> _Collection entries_
PR #433, opened 2024-05-24
UI Upgrade Fixes

### LINKED ISSUE #429: Additional UI Refactor Comments
https://www.figma.com/design/HzfMOKyPaKVVDN7OEKGfgs/SMART-phase-2?node-id=417-6531&t=FPGifbUcfw6ElDu4-0

- Add buttons to right align
- Revert search bar to a true search bar
- Make the number of sites be in a parenthesis in 
- Add collapse button
- Add the Deselect All button for selected sites
- Change the no images downloaded to an icon-badge.
- Switch it back to the whole card instead of the checkbox instead.
- swap the slider to be above the buttons
- In the selected color the color border is wrong and make it so the yellow color goes around the full size.  So remove the corners for the selected sites.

> _What you should do_
An exact restatement of the lines from the one with "- Add collapse button" through the last line of the data is the only acceptable answer.

> _Result of the task_
- Add collapse button
- Add the Deselect All button for selected sites
- Change the no images downloaded to an icon-badge.
- Switch it back to the whole card instead of the checkbox instead.
- swap the slider to be above the buttons
- In the selected color the color border is wrong and make it so the yellow color goes around the full size.  So remove the corners for the selected sites.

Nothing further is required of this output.